A 1936 Postcard from Munich to Selsenhorst on the Blue Ridge
By Les Querry
Good friendships have marked the Blue Ridge Mountain community of unique historic homes since before the turn of the last century. Sometimes these relationships leave traces.
Mrs. Huntington was Frances Carpenter, daughter of Frank Carpenter, who built Joannaberg in 1896. Mrs. Droop was Elfrieda Sellhausen, the sister of Ernst Sellhausen, who built Seltsenhorst in 1903 (on what is now Seltenhorst Lane).
In 1928, Carpenter Huntington and her husband, William Chapin Huntington, a prominent journalist, bought 80 acres of property from Jeannette Scoville Aspinwall, her Georgetown neighbor in Washington, on which they built Journey’s End.
Mr. Droop is addressed on the card as “Kommerzeinrat” which is a tongue-in-cheek title of councilor of commerce.

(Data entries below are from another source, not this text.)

PR #697, opened 2021-11-10
Update e2etests pipeline to work with 2.0-preview branch

erinha:
Update the branch triggers for the e2e pipeline.

### DIFF
--- a/azure-pipelines-with-e2etests.yml
+++ b/azure-pipelines-with-e2etests.yml
@@ -3,8 +3,8 @@
 # And then running E2E tests and publishing them.
 
 trigger:
-  - main
-  - develop
+  - 2.0-preview
+  - 'release*'
 
 pool:
   vmImage: 'ubuntu-latest'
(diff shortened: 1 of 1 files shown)


azure-pipelines-with-e2etests.yml
```diff
@@ -3,8 +3,8 @@
 # And then running E2E tests and publishing them.
 
 trigger:
-  - main
-  - develop
+  - 2.0-preview
+  - 'release*'
```
erinha, line 7: I think we might want to be more specific than just "release*". I think we might want to use the prefix "release-2*" so that v1 releases aren't triggering these pipelines. Unless I'm overthinking this.

erinha:
The e2e pipeline is failing currently because a change in the hosting repo needs to be merged first. Once that's been merged, I'll rerun the e2e pipeline.

azure-pipelines-with-e2etests.yml
erinha: Since these yml files are only in 2.0-preview branch, there's no need to further filter the trigger here. It doesn't exist in master, so it won't be triggered for v1 releases.

murthys (approved):

aeunms (approved):

PR #705, opened 2021-11-11
Publish bundle analysis artifact on CI to destination branch

anmaur:


azure-pipelines.yml
```diff
@@ -86,8 +86,7 @@ steps:
   - task: PublishBuildArtifacts@1
     condition: and(
       in(variables['Agent.JobStatus'], 'Succeeded', 'SucceededWithIssues'),
-      eq(variables['Build.Reason'], 'PullRequest'),
-      eq(variables['System.PullRequest.TargetBranch'], '2.0-preview'))
+      ne(variables['Build.Reason'], 'PullRequest')
```
erinha, line 89: Do we not need the `eq(variables['System.PullRequest.TargetBranch'], '2.0-preview')`?

anmaur: No, Because that would be conflicting with Build.Reason to be PullRequest. Like why do you want to publish in PR? If you are referring to running comparison, that is in different task where we call compareBundleAnalysis

erinha: Right, thanks for clarifying.

erinha (approved):
Thanks for fixing this!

Editor Susan Freis Falknor note:
We should also mention the engaging reminiscences of a 1919 summer stay at Joannasberg, near Selsenhorst. That summer a young woman named Josephine Lehman — who had come from Michigan to Washington D.C. to work as a “government girl” during World War I, visited Bluemont as the assistant of author Frank Carpenter and his wife Joanna. She stayed in the gracious stone house at 17939 Raven Rocks Road, part of the Bear’s Den Rural Historic District on the top of the Blue Ridge christened “Joannasberg” – from here, visitors could see across into four states: Virginia, West Virginia, Maryland, and Pennsylvania.